In this assignment you are going to complete the lexical analyzer (a.k.a. lexer) for CLite that we began in class. The project is due on Friday March 7 at 5PM. Put your assignment in a folder on the T: drive named Clite. I assume you are using Java, if you are not that's okay, but you need to let me know what you are using with very specific instructions how to run it. Also make sure you turn in a stapled printout. Watch for bad line breaks, split lines of code and comments across lines nicely.

Here are the requirements. Your lexer should ...

  1. recognize all of the CLite tokens described in the grammar on pages 37-40. Clite lexical tokens are treated in detail on pages 60-61.
  2. read the name of the files being processed from the command line. The user should be allowed to specify one or more file names on the command line.
  3. exit gracefully with an appropriate error message if the file being processed does not exist.

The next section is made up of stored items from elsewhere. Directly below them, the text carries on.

PR #1738, opened 2026-08-14
Stop conditional variants getting different heading levels

slightlyoffbeat:
## Summary

Assign heading levels in Python instead of a Jinja counter, so conditional variants of the same block share a level rather than the second one getting an `<h2>`.

## Key changes

- New `springfield/cms/block_slots.py` + `BlockSlotsMixin` replace the `namespace(headings=0)` counter that was copy-pasted across 14 loops in 11 templates. Per-page config (`slot_region_groups`, `slot_flat_levels`, `slot_start_level`) reproduces each page's existing levels — the download page's blocks start at h2, the roadmap's intro owns the h1.
- Conditional blocks that genuinely exclude each other now share one logical position, and therefore one heading level.
- Exclusivity is inferred conservatively: blocks must differ on **exactly one** condition with values that can't both match. `platforms=[windows]` next to `firefox=is-firefox` are both visible to a Windows Firefox user, so they stay sequential.
- Headingless blocks no longer inherit the page's level — a `line_cards` block with no heading of its own was rendering `<h1 class="fl-heading-size-3">` per card.
- No migrations; the custom `StreamField` keeps block changes out of them.

## Behaviour matrix

| Blocks in a region | Levels before | Levels after |
|---|---|---|
| Three plain blocks | h1, h2, h2 | unchanged |
| `is-firefox` + `not-firefox` + plain | h1, **h2**, h2 | h1, **h1**, h2 |
| `platforms=[windows]` + `is-firefox` (both can show) | h1, h2 | unchanged |
| Headingless block first | inherits h1 | block template's own default |
| Five platform sections (Thanks page) | h1, h2, h2, h2, h2 | h1, h1, h1, h1, h1 |

## Testing

- `springfield/cms/tests/test_block_slots.py` — 23 unit tests (heading detection, level assignment, per-page config, the exclusivity rule) plus 3 rendering tests.
- The ~25 existing tests in `test_blocks.py` that re-implement the old rule inline pass **untouched** — the behaviour-preservation check.
- Replayed the old rule against every page in a local DB snapshot and diffed: the only real level changes are 17 Thanks pages and one What's New page, all conditional variants collapsing as intended.
- Suite: 1632 passing. Five failures pre-existing on this branch.

## Notes for reviewer

- **The Thanks page changes visibly.** Its five platform sections are exclusive, so only one renders per visitor — Windows users saw `<h1>` at 80px, everyone else `<h2>` at 64px. All platforms now get 80px. That's the platforms being made consistent, not a redesign; `section.html` doesn't override `heading_size`, so the size class follows the level.
- `__str__` added to `ReferralHubPage` and `ReferralGetFirefoxPage` — ruff flagged them once the new base made them resolvable as models.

  4. have nicely formatted output listing the token recognized, the name of the token, and the line number the token was found on. For example:
    File test1.c
    
    Token            Name                      Line Number
    ------------------------------------------------------
    Keyword          class                     1
    Left paren       (                         1
    Right paren      )                         2
    identifer        count                     2
    greater-equal    >=                        4
    equal-equal      ==                        4
    assignment       =                         8
    
  5. recognize // comments properly.
  6. Your lexer should ignore (toss) all whitespace and comment tokens.
  7. correctly identify lexical errors. What are they?
  8. provide one public function named nextToken that returns a Token.
  9. Your program should use data abstraction (classes and functions apropriately). In particular your next token method should not get too big. For example, your lexer needs to peek ahead in the input to distinguish between recognizing tokens such as > and >= . If the current token is > you still don't know if the next character is =. If the lookahead is = then recognize >= as a token, if it is not then recognize > and then put back the lookahead. The best way to do this is to use a one-place buffer (queue). You should hide all of the logic that reads a line of text and gets input.
  10. Make sure that the class that contains the main method is named Main. Here is an example sequence of commands that should work to run your lexer from the command line.
    javac *.java
    java Main test1.c test2.c test3.c test4.c
    
  11. Every function should be commented apropriately with purpose, pre/post conditions.
  12. Your lexer should use access modifiers appropriately (private, public, protected).
  13. Your program should produce the correct output.
  14. Your program should not crash or hang.
  15. Your program should fail gracefuly with an appropriate usage error message if the user uses the wrong number of command line arguments.
  16. All error messages should be user friendly and not pertain to the implementation. For example Illegal token "123abc" on line 5 is a decent message whereas nextToken() returned an error IOException at token 123abc is unfriendly.